PR #1169, opened 2024-05-17
[16.0][FIX] account_financial_report: Multi-company support in test_report_without_aged_report_configuration

victoralmau:
Multi-company support in test_report_without_aged_report_configuration

If we installed `l10n_en` first and then `account_financial_report` the tests would fail because all accounting accounts were taken into account instead of only those of the corresponding company.

@Tecnativa


pedrobaeza (approved):
Fast-tracking this as obvious:

/ocabot merge patch

PR #1170, opened 2024-05-20
[16.0][IMP] account_financial_report: Change font size

pilarvargas-tecnativa:
Fw-port of #1148

Set a larger font style for the html report with a relative font size to make it responsive. For this, a new html_container is defined so that this does
not affect the other reports and the font style is customised only for the report in html view.

cc @Tecnativa TT48995

@pedrobaeza @victoralmau please review


chienandalu (approved):

pedrobaeza (approved):
Tested on runboat and working

/ocabot merge minor

PR #1177, opened 2024-05-30
[16.0][FIX] partner_statement: don't consider reconciled lines outside date range (forward port)

MiquelRForgeFlow:
Forward port of https://github.com/OCA/account-financial-reporting/pull/1164.


AaronHForgeFlow (approved):
:+1:

PR #1181, opened 2024-05-31
[15.0][FIX] partner_statement: tests date relativity

chienandalu:
Depending on the day running the test, it will success or not.

@MiquelRForgeFlow I didn't go deep into the causes (I don't know the module), but it looks like the tests aren't resilient enough.

cc @Tecnativa

### DIFF
--- a/partner_statement/tests/test_activity_statement.py
+++ b/partner_statement/tests/test_activity_statement.py
@@ -3,11 +3,14 @@
 
 from datetime import date
 
+from freezegun import freeze_time
+
 from odoo import fields
 from odoo.tests import new_test_user
 from odoo.tests.common import TransactionCase
 
 
+@freeze_time("2024-05-01", tick=True)
 class TestActivityStatement(TransactionCase):
     """Tests for Activity Statement."""
 


partner_statement/tests/test_activity_statement.py
```diff
@@ -3,11 +3,14 @@
...
 from datetime import date
 
+from freezegun import freeze_time
+
 from odoo import fields
 from odoo.tests import new_test_user
 from odoo.tests.common import TransactionCase
 
 
+@freeze_time("2024-05-01", tick=True)
```
MiquelRForgeFlow, line 13: Thanks, but I would put this in `test_onchange_aging_type` below instead. The problem comes with that 30 days comparison.

This  problem comes from
Selection_3350

pedrobaeza: I don't see what you mean. Can you please propose the patch in other PR?

MiquelRForgeFlow: Just freezing the specific test.

Selection_3351

pedrobaeza (approved):
Merging this one as one valid approach, although the test is partial for only months with 30 days.

/ocabot merge patch

PR #1182, opened 2024-05-31
[15.0][FIX] partner_statement: fix test due to last change

MiquelRForgeFlow:
Supersedes https://github.com/OCA/account-financial-reporting/pull/1181.

In https://github.com/OCA/account-financial-reporting/pull/1164 was done this:
Selection_3350


pedrobaeza:
Non valid, so let's go with the other one.

PR #1202, opened 2024-07-15
[15.0][ADD] account_financial_report_sale: Open items grouped by delivery address

carolinafernandez-tecnativa:
- This module extends financial reports when needed to have dependency on sales. 
- Add the posibility on Open Items to group by partner delivery address.

@Tecnativa
TT50027
@pedrobaeza @sergio-teruel


account_financial_report_sale/report/open_items.py
```diff
@@ -0,0 +1,69 @@
...
+            grouped_by,
+            analytic_account_ids,
+            no_analytic,
+        )
+        if grouped_by == "partner_shipping":
+            for move_line in move_lines:
+                move = self.env["account.move"].browse(move_line["move_id"][0])
+                partner = move.partner_shipping_id
+                group_id = partner.id or 0
+                group_name = partner.name or _("Missing Delivery Address")
```
pedrobaeza: We need full name for children contacts (this doesn't happen on the partner on the journal items, as they are always the parent one):

```suggestion
                group_name = partner.display_name or _("Missing Delivery Address")
```

pedrobaeza (approved):

sergio-teruel (approved):

PR #125, opened 2018-02-05
Fixes #22512 - Pass variables without foreman_params

dLobatog:


app/services/foreman_ansible/inventory_creator.rb
```diff
@@ -35,8 +38,8 @@ def host_vars(host)
       {
         'foreman' => host_attributes(host),
         'foreman_params' => host_params(host),
-        'foreman_ansible_roles' => host_roles(host)
-      }.merge(connection_params(host))
+        'foreman_ansible_roles' => host_roles(host),
+      }.merge(connection_params(host)).merge(host_params(host))
     end
```
dLobatog: This line  is the key part about this PR

adamruzicka:
Works as expected with one slight catch. Ansible doesn't allow variable names to contain dashes, so any parameter with a dash in its name won't be usable from the top level. This might be obvious for Ansible people, but it caught me off guard.

### Playbook:
```yaml
---
- hosts: all
  tasks:
    - debug:
        var: thing
    - debug:
        var: foreman_params
    - debug:
        var: snake_case_thing
    - debug:
        msg: "This is |{{ foreman_params['kebab-case-thing'] }}|"
    - debug:
        var: kebab-case-thing
```

### Result:
image

dLobatog:
Thanks @adamruzicka !

PR #133, opened 2018-02-20
Fixes #22626 - hide stdout and stderr

ares:
note that we still display stdout_lines and stderr_lines which are properly formatted, since they are arrays, stdout and stderr are just long strings that makes the page extremely wide


dLobatog:
Merged as 5b4630f8c83264ce94edc647d892d0abb6710dd1, thanks @ares !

## The task
From the first line of the data through the line with "PR #1170, opened 2024-05-20", quote each line exactly and add nothing else.

## Answer box
PR #1169, opened 2024-05-17
[16.0][FIX] account_financial_report: Multi-company support in test_report_without_aged_report_configuration

victoralmau:
Multi-company support in test_report_without_aged_report_configuration

If we installed `l10n_en` first and then `account_financial_report` the tests would fail because all accounting accounts were taken into account instead of only those of the corresponding company.

@Tecnativa


pedrobaeza (approved):
Fast-tracking this as obvious:

/ocabot merge patch

PR #1170, opened 2024-05-20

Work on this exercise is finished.